All’indomani dell’evento "Cosenza Vecchia Slam vol. 8" in Piazza Tommaso Ortale, il cuore storico della nostra città, il Parroco Francesco Bilotto, all'arrivo in chiesa, per le celebrazioni delle messe domenicali, si ritrova davanti ad immagini di un degrado ormai fin troppo familiare. 🏚️🍂
Gli li spazi adiacenti di proprietà della chiesa: il sagrato, le aule e la terrazza, lasciati in condizioni di sporcizia e con la presenza di atti vandalici. 🚮⚠️
⛪ LA CHIESA COSTRUISCE PONTI, NON MURI
La comunità parrocchiale e il Parroco esprimono un profondo rammarico, soprattutto perché non si tratta di un episodio isolato.

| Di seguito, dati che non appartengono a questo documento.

PR #1011, opened 2021-09-28
Update theme colour tokens with improved semantics

michaeltaranto:
**Box, atoms, vars:** Update theme colour tokens with improved semantics.

Simplifies the semantics of the colour-based tokens to support upcoming colour mode work. Changes to the property values on `backgroundColor` and `borderColor` has flow on affects to the apis on `Box` and `atoms`.


mattcompiles (approved):
👌

PR #1012, opened 2021-09-29
Replace BackgroundProvider with Box background of customDark/customLight

michaeltaranto:
**BackgroundProvider** Removed in favour of setting a `background` of `customDark`/`customLight` directly on the `Box` that has the custom background color.

**MIGRATION GUIDE**

```diff
-<Box style={{ backgroundColor: 'purple' }}>
+<Box background="customDark" style={{ backgroundColor: 'purple' }}>
-   <BackgroundProvider value="UNKNOWN_DARK">
     <Text>Inverted text given dark context</Text>
-   </BackgroundProvider>
 </Box>
```


jahredhope (approved):

lib/components/Box/ColoredBox.tsx
```diff
@@ -0,0 +1,36 @@
...
+  component: NonNullable<BoxProps['component']>;
+  background: NonNullable<BoxProps['background']>;
+}
+
+export const useColoredBoxClasses = (
+  background: ColoredBoxProps['background'],
+) => [
+  atoms({
+    background:
+      background === 'customDark' || background === 'customLight'
```
mattcompiles, line 16: Feel this would be nicer if we hoisted the condition out of the `atoms` call?

lib/components/Box/ColoredBox.tsx
```diff
@@ -0,0 +1,36 @@
...
+import { atoms } from '../../css/atoms/atoms';
+import { renderBackgroundProvider } from './BackgroundContext';
+import { BoxProps } from './Box';
+
+export interface ColoredBoxProps extends BoxProps {
+  component: NonNullable<BoxProps['component']>;
+  background: NonNullable<BoxProps['background']>;
+}
+
+export const useColoredBoxClasses = (
```
mattcompiles, line 11: Could we remove the "use" prefix as this isn't a hook so it's a bit misleading?

lib/components/Box/ColoredBox.tsx
```diff
@@ -0,0 +1,36 @@
...
+        : background,
+  }),
+];
+
+export const ColoredBox = forwardRef<HTMLElement, ColoredBoxProps>(
+  ({ component, background, className, ...props }, ref) => {
+    const colorClasses = useColoredBoxClasses(background);
+
+    const element = createElement(component, {
+      className: `${className} ${colorClasses}`,
```
mattcompiles, line 27: This could lead to extra whitespace as `className` can be empty yeah?

lib/components/Box/ColoredBox.tsx
```diff
@@ -0,0 +1,36 @@
...
+import { BoxProps } from './Box';
+
+export interface ColoredBoxProps extends BoxProps {
+  component: NonNullable<BoxProps['component']>;
+  background: NonNullable<BoxProps['background']>;
+}
+
+export const useColoredBoxClasses = (
+  background: ColoredBoxProps['background'],
+) => [
```
mattcompiles, line 13: Why does this return an array?

mattcompiles (approved):

PR #1014, opened 2021-09-29
Move BraidTestProvider to separate entry

michaeltaranto:


generate-component-docs/__snapshots__/contract.test.ts.snap
```diff
@@ -1835,36 +1835,6 @@ Object {
...
-        | "jobsDb"
-        | "occ"
-        | "seekAnz"
-        | "seekBusiness"
-        | "seekUnifiedBeta"
-        | "wireframe"
-},
-}
-`;
-
```
michaeltaranto, line 1867: To be discussed.

mattcompiles (approved):

PR #1023, opened 2021-11-02
Move @types/react to devDependencies

michaeltaranto:
Braid requires consumers to provide React, therefore they should also provide the appropriate version of @types/react rather than rely on the version installed in Braid.


benjervis (approved):
🚀

PR #1063, opened 2022-02-15
Playroom: Better handling of partial primitive space values

michaeltaranto:


benjervis:
Is it possible to have this set up so that it does the error highlight thing in the editor? So much nicer that it doesn't blow up, but it would be good to know that I'm not using a valid value for this sort of prop

Screen Shot 2022-02-22 at 11 19 25 am

michaeltaranto:
Unfortunately there is no programatic access between our components and the Playroom editor, meaning we cant mark a specific line as an error. That kind of UX polish would have to come with a migration away from CodeMirror and to something that has more validation options.

benjervis (approved):

PR #410, opened 2024-02-23
chore: Update default vale version `3.4.1`

dipinknair:
Update the default vale version to `3.4.1`

PR #457, opened 2024-04-17
feat: update to Vale 3

jorgepiloto:
Continuation of #410. Adapts the Vale configuration to use latest version.


doc/styles/Vocab/ANSYS/accept.txt
RobPasMue, line 1: These files need to be added to the vocabularies folder @jorgepiloto

RobPasMue (changes requested):

doc/styles/.gitignore
RobPasMue, line 1: This file should exist @jorgepiloto - other vocabularies are downloaded on runtime locally. We don't want them to appear as changes

jorgepiloto: Thanks! I did not noticed git ignored this files.

doc/styles/.gitignore
```diff
@@ -1,4 +1,4 @@
-*
-!Vocab
-!Vocab/**
+/*
+!**/accept.txt
+!**/reject.txt
```
RobPasMue, line 3:
```suggestion
!**/ANSYS/accept.txt
!**/ANSYS/reject.txt
```

RobPasMue (approved):

PR #458, opened 2024-04-17
fix: regex for fixing links in landing page

jorgepiloto:
Fixes the issues originated when a local link starts with `h`, or `t`, or `p`.


RobPasMue (approved):
LGTM!

PR #464, opened 2024-04-18
docs: Add `code spell` hook changes in vale migration guide

dipinknair:
New vocabularies path has to be modified for code spell hook if it uses `accept.txt`


RobPasMue (approved):
LGTM! Nice catch @dipinknair - doing new patch release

Ogni volta che la piazza viene utilizzata per manifestazioni o festività civili, si registra puntualmente lo stesso scenario di inciviltà.
La parrocchia SCEGLIE, comunque deliberatamente di:
🚪 Lasciare aperti i propri spazi come segno di accoglienza e condivisione.
🤝 Fare rete con il quartiere, fedele al principio che “la Chiesa è costruttrice di ponti, non di muri”.
🛑 MANCANZA DI RISPETTO E SENSO CIVICO
Questa mano tesa, purtroppo, è stata ancora una volta ripagata con una totale mancanza di sensibilità.
Un uso improprio che ferisce due volte:
1️⃣ Calpesta le più elementari regole del senso civico e della convivenza.
2️⃣ Offende il rispetto dovuto a un luogo sacro e di comunità.
👇 Il NOSTRO APPELLO
È un grido d'allarme e un richiamo alla responsabilità collettiva.
Il divertimento, la socialità e l'animazione del centro storico non possono e non devono mai prescindere dal rispetto per i luoghi e per chi, quegli stessi spazi, li custodisce quotidianamente con cura.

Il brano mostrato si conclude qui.